Tuesday, April 05, 2016

Can we control executive pay?

From Robert Reich

Want to know why you have such little say over corporate executive pay (now over 300 times the pay of typical workers, up from 60 times the typical workers’ pay forty years ago) – even if you own shares of stock through your pension plan, 401-K plan, or mutual funds? Because the managers of your pension plan, your 401-K plan, or your mutual funds – the people who actually vote, and are supposed to represent you -- are in bed with top corporate executives.

Case in point: BlackRock, the world’s largest asset manager, with $4.6 trillion under management (that’s trillion, not billion). Between July 1, 2014 and June 30, 2015, BlackRock approved 99% of CEO pay packages in the S&P 500.

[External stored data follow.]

PR #1094, opened 2019-10-11
Delete delocalization.json and label old clusters 

akarukappadath:
moved from branch `rt-fix-startup-script-again` to avoid rebase

In all cases:

### DIFF
--- a/http/src/test/scala/org/broadinstitute/dsde/workbench/leonardo/service/LeonardoServiceSpec.scala
+++ b/http/src/test/scala/org/broadinstitute/dsde/workbench/leonardo/service/LeonardoServiceSpec.scala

Not incidentally, BlackRock’s own CEO, Larry Fink, [...] was paid nearly $26 million last year. (Fink has made no secret of his desire to become Treasury Secretary in a Clinton administration. The Obama administration had him on the short list to replace Timothy Geithner, and Fink has filled BlackRock with former officials of the Obama and Clinton Treasury Departments.)

If BlackRock wanted to stop the wild surge in executive pay, it could overnight. But it won’t. Recently it even advised its own shareholders to vote against a shareholder proposal asking it to rethink how it votes on executive pay -- saying such a “rethink” would threaten its independence.

Independence? BlackRock is supposed to represent the interests of millions of small shareholders who are getting screwed by executive pay that's out of control.